Checking Portuguese slow?

There seems to be a recent change that makes checking Portuguese (PT only) slower by a factor of more than five:

@tiagosantos any idea what this is? Can it be improved?

20170506 en 942.21 23.04
20170506 de 591.85 12.09
20170506 fr 457.17 10.68
20170506 ru 149.19 5.22
20170506 br 148.52 5.04
20170506 ca 1062.86 12.81
20170506 pl 695.73 9.67
20170506 it 62.37 3.79
20170506 pt-PT 549.93 10.71
20170506 pt-BR 472.09 9.15
20170506 es 98.43 6.27
20170506 nl 130.98 4.75
20170506 eo 117.20 7.84
20170507 en 936.98 21.44
20170507 de 610.94 12.29
20170507 fr 465.60 11.44
20170507 ru 148.76 5.30
20170507 br 138.63 5.38
20170507 ca 1092.19 14.35
20170507 pl 664.74 11.60
20170507 it 63.68 4.33
20170507 pt-PT 2477.43 29.65
20170507 pt-BR 493.35 10.69
20170507 es 98.24 6.52
20170507 nl 133.59 5.34
20170507 eo 119.19 8.26

From what I have seen, these rules did not have that influence on other languages.

20170507 pt-PT 2477.43 29.65
20170507 pt-BR 493.35 10.69

The main difference is the Dash rule, but that rule had almost no impact on English and Polish.
Database size differences?

I have set it to disabled by default to see if fixes this. Worth checking why it has such impact in pt-PT, anyway.

When lots of data needs to be loaded it should be done only once, storing it in a static variable, for example like here:

Many thanks for the example.
If the default off is not enough I might look into it, but this may be better handled upstream, on the main class.

Setting it to private static final on each of the compound related rules (compounding and dash verification) would duplicate data on memory, right?
I have not looked into the code, but it would be interesting to reused the array in use by the main compound rule that each variant uses. Makes sense?

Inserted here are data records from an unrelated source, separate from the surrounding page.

Issue #3243, opened 2016-04-21
Previous proposals dates / order incorrect


mhjb:
![image](https://cloud.githubusercontent.com/assets/1380991/14694962/af1e9956-07c1-11e6-8c45-e7c57cc334cf.png)

E.g. the first proposal actually closed 17 days ago. When I clicked it, it resorted itself down the page:

![image](https://cloud.githubusercontent.com/assets/1380991/14694984/d0233396-07c1-11e6-861c-4300c1f60bd2.png)

PR #3246, opened 2016-04-21
Fix previous proposals closed at date

HSalmon:
Addresses: https://github.com/loomio/loomio/issues/3243


gdpelican:
Hey @HSalmon this bug was from an oversight in adding `closed_or_closing_at` to the MotionSerializer, but not the ClosedMotionSerializer; I've put that in here: #3248 ❤️

PR #3250, opened 2016-04-21
Update bootstrap task to work with new gulp build system

gdpelican:


gdpelican:
I just had a real nice time spinning up the Pirate party's version of Loomio with this. I reckon it's handy and I'd like to keep it around.

lib/tasks/bootstrap.rake
```diff
@@ -42,14 +34,10 @@ namespace :bootstrap do
 
   desc 'Create user (optional arguments email and password)'
   task :create_user, [:email, :password] => :environment do |t, args|
-    args.with_defaults(email: 'default@loomio.com', password: 'bootstrap_password')
+    args.with_defaults(email: 'default@loomio.org', password: 'bootstrap_password')
```
robguthrie: can we please use admin@example.org and generate a password which is puts'ed to the screen at the end?

robguthrie:
Also where we say "View this digital ocean guide for postgresql", seeing as we're assuming macosx, can we just put "Run brew install postgresql"? As that's all that needs to happen.. the permissions stuff in the digital ocean article is unnecessary

gdpelican:
I've just updated the script to be more automatic and assume OSX. I have a hunch that if someone tries to use this and cares about windows / Linux, they'll let us know / update it for us 🎌

PR #3251, opened 2016-04-21
Angular sign in

gdpelican:
Hey this totally works!


gdpelican:
But of course this has to be reviewed and go in after beta is decommissioned.

robguthrie:
did you get oauth support in there?

gdpelican:
Yep

gdpelican:
Looking ahead a bit to getting this one in:

The major change here is that, since the user can now change within a single angular session, it needs to be a method (`User.current()`), rather than a static variable (`CurrentUser`). Seem like ok naming @robguthrie?

robguthrie:
Hrrmm.. if you're happy with it. Seems a bit weird , but also practical, to
put current user into the User model like that.

gdpelican:
That's why the naming's weird; I renamed `CurrentUser` -> `User`, which is
different from `UserModel`. Maybe it should be called something else like
`Session.user()`?

robguthrie:
Session.user() seems good to me.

I’m not sure I understand. Do you mean there’s some overlap in the compound lists of different languages? In general, I wouldn’t care that much about memory usage - if we can speed up LT by using more memory, we should probably do so.

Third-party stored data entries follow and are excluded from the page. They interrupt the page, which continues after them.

PR #3263, opened 2016-04-25
Add quickstart development guide to README

gdpelican:
I realized we don't really have a good 'this is how to dev on loomio' article anymore; the existing one still has lineman in it.

Also, I've updated the rake bootstrap task and had a good time setting up my own instance the other day, so I'm going with it.


robguthrie:
Could you please take out the old one, and point people to this one from the main readme?

gdpelican:
Right now it's

main README.md -> quickstart.md -> existing dev handbook

There's still some useful stuff in the existing handbook, like installing postgres and rbenv and linux packages you need. Maybe I'll just go through and clean that up now; I had in mind calling that the 'Advanced Development Setup Guide' or something.

robguthrie:
I really want to clean up the docs and have everything be succinct and
clear. I usually find that when documentation is too long it's because it's
unnecessary, eg: there is a bit of unnecessary stuff in the postgres setup
stuff. I'd like to have just one document we can point people to when they
ask how to setup their dev env.

gdpelican:
Okay I summarized the old one at the bottom of the quickstart guide, and took the existing handbook out. (I like to think that folks who are going to develop on Loomio will be able to get ruby, node, and postgres installed on their own)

I have only looked at the language binders, so I do not know exactly if the arrays are already being loaded in the main class. I believe there is duplication within the same language, due to this:

public class PostReformPortugueseDashRule extends AbstractDashRule {

  public PostReformPortugueseDashRule(Language lang) throws IOException {
    "Um travessão foi utilizado em vez de um hífen. Pretende dizer: ", lang);

public class PostReformPortugueseCompoundRule extends AbstractCompoundRule {

  private static final CompoundRuleData compoundData = new CompoundRuleData("/pt/post-reform-compounds.txt");

CompoundRuleData is already static final, so making DashRule use the CompoundRuleData set by the relevant CompoundRule may solve duplicated loading.
I use mostly the LO extension, and I couldn’t notice any performace impact, even when reviewing the 1200 pages wikipedia corpus that we used in regression tests (at least on my i7). My version is corrected constatly so I can track what I want to address.

If making PostReformPortugueseDashRule static final is enough to make everyone happy, I am all for it, and I will try it later.

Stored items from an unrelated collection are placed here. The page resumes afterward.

PR #3270, opened 2016-04-27
Angular sign in

gdpelican:


robguthrie:
How's this look on mobile? Is it up somewhere I can see?

gdpelican:
It's deployed to loomioclone.org at the moment; there's still a race-condition-y bug I think related to cookies which results in failed logins sometimes. Will raise a proposal about smoke testing the thing tomorrow.

http://g.recordit.co/QQBdRLrnd2.gif

gdpelican:
The race condition here looks like this, here we see the cookies of a 'discussions/dashboard' calls after 2 different 'successful' login attempts.

screen shot 2016-05-05 at 3 42 12 pm
screen shot 2016-05-05 at 3 42 16 pm

You can see that the failed one isn't returning a 'signed_in' or 'XRSF_TOKEN' cookie, even though the login request to the server returned successfully, which results in an interface that appears logged in (with current user data imported), but unable to make queries to the API without getting `forbidden` responses.

As far as I can tell, this is intermittent behaviour which happens ~20% of the time on loomioclone. Still investigating...

robguthrie:
what if you turn off xsrf protection?

gdpelican:
Good thought, I'll give that a go.

app/helpers/protected_from_forgery.rb
```diff
@@ -1,18 +1,18 @@
...
-    base.after_filter :set_csrf_cookie_for_ng
+    base.after_filter :set_xsrf_token
   end
 
   protected
-  
+
   def verified_request?
-    super || form_authenticity_token == request.headers['X_XSRF_TOKEN']
+    super || form_authenticity_token == request.headers['X-XSRF-TOKEN']
```
gdpelican: Alright, I think this was our trouble here; the request stores the token in `X-XSRF-TOKEN`, rather than `X_XSRF_TOKEN`

I haven't been able to repro the above issue on clone at all after changing this; I was following along with this thingy: https://stormpath.com/blog/angular-xsrf

angular/core/components/group_page/group_theme/group_theme.coffee
```diff
@@ -12,7 +12,7 @@ angular.module('loomioApp').directive 'groupTheme', ->
       { 'background-image': "url(#{$scope.group.coverUrl()})", 'z-index': (-1 if $scope.compact) }
 
     $scope.isMember = ->
-      CurrentUser.membershipFor($scope.group)?
+      Session.current().membershipFor($scope.group)?
```
robguthrie: At first sight, I find it annoying that this is not `Session.user()` I thought that's what you were going to go with.

angular/core/services/session.coffee
```diff
@@ -0,0 +1,28 @@
+angular.module('loomioApp').factory 'Session', ($rootScope, Records, AppConfig) ->
+
+  login: (data) ->
+    return unless data.current_user and data.current_user.id
+    data.users = data.users || []
+    data.users.push(data.current_user)
+    Records.import(data)
```
robguthrie: Oh hi there.

app/helpers/angular_helper.rb
```diff
@@ -40,7 +40,13 @@ def app_config
         groupThreads:      ENV['GROUP_PAGE_SIZE'],
         threadItems:       ENV['THREAD_PAGE_SIZE'],
         exploreGroups:     ENV['EXPLORE_PAGE_SIZE'] || 10
-      }
+      },
+      oauthProviders: [
```
robguthrie: nice.

angular/core/components/group_page/group_theme/group_theme.coffee
gdpelican: Oh yeah I can swap that over, Session.user() is better.

angular/core/components/group_page/join_group_button/join_group_button.coffee
```diff
@@ -1,13 +1,13 @@
 angular.module('loomioApp').directive 'joinGroupButton', ->
-  scope: {group: '='}
+  scope: {group: '=', block: '=?'}
```
robguthrie: So what is block here?

gdpelican: I've repurposed the join group button to be used at the bottom of threads you can't comment on:

screen shot 2016-05-10 at 10 20 30 am

The only change needed there, styling wise, is to add `btn-block` to the button, which unfortunately can't be done from outside the directive without css hackery.

gdpelican: ...wait, let me look at that again, we might not be using that anymore.

gdpelican: Ack sorry, I'm jumping to conclusions again. We _do_ need this for when you're

- logged in
- viewing a public discussion in a group you're not a member of.

That's when you get this:
screen shot 2016-05-10 at 10 32 09 am

gdpelican:
I'm about ready to merge this. Any burning qualms @mhjb @robguthrie ?

mhjb:
Nope (though I haven't retested)

robguthrie:
na! all g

To me, all is great, but if a rule refactor is really required, I may not be the most suitable person to make that kind of decisions.

I’ve just checked this and it’s indeed not the loading time that slows down checking but the fact that a few thousand PatternRules get created. It’s the same effect as adding a few thousand <rule>s to grammar.xml. So I think AbstractDashRule.match() would need to be re-implemented to be faster.

So it was actually both the loading time and the checking time that caused the slowdown. I’ve just refactored the code so loading only happens once.

Many thanks @dnaber.
I will follow other language results and reactivate the dash rule in the coming days.